Available data:
▬▬▬▬▬▬▬▬▬▬

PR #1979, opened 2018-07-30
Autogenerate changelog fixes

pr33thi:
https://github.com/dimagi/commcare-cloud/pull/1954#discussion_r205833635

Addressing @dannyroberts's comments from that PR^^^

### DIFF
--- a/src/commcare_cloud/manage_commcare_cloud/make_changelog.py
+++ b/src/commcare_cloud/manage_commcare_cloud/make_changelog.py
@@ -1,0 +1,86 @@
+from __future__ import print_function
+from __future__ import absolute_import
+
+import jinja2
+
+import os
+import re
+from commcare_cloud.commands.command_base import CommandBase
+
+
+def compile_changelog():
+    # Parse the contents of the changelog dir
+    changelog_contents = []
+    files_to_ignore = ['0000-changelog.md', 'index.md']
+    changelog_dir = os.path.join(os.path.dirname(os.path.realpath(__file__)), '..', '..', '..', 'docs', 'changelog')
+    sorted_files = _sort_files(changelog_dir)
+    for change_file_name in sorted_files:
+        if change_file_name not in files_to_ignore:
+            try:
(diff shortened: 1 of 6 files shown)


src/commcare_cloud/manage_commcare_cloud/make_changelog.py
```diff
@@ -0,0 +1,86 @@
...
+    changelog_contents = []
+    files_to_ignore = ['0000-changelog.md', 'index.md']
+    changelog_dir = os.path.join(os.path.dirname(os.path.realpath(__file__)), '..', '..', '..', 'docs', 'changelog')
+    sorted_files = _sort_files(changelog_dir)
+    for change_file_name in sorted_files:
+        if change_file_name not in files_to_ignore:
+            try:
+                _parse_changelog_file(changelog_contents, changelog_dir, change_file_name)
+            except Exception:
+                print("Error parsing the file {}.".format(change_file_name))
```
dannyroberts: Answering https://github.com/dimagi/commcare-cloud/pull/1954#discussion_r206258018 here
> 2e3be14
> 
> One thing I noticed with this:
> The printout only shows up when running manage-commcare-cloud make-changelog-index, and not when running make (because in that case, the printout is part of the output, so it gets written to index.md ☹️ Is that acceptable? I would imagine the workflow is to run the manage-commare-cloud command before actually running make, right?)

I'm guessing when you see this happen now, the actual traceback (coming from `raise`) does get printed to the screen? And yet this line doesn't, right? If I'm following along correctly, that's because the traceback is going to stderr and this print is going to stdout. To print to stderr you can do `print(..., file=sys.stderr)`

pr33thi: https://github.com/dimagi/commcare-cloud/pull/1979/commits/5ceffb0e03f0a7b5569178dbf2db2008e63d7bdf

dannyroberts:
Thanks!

▬▬▬▬▬▬▬▬▬▬

Problem: Search the data for the string "pull" and copy each line where it appears.

Problem solution:
https://github.com/dimagi/commcare-cloud/pull/1954#discussion_r205833635
dannyroberts: Answering https://github.com/dimagi/commcare-cloud/pull/1954#discussion_r206258018 here
pr33thi: https://github.com/dimagi/commcare-cloud/pull/1979/commits/5ceffb0e03f0a7b5569178dbf2db2008e63d7bdf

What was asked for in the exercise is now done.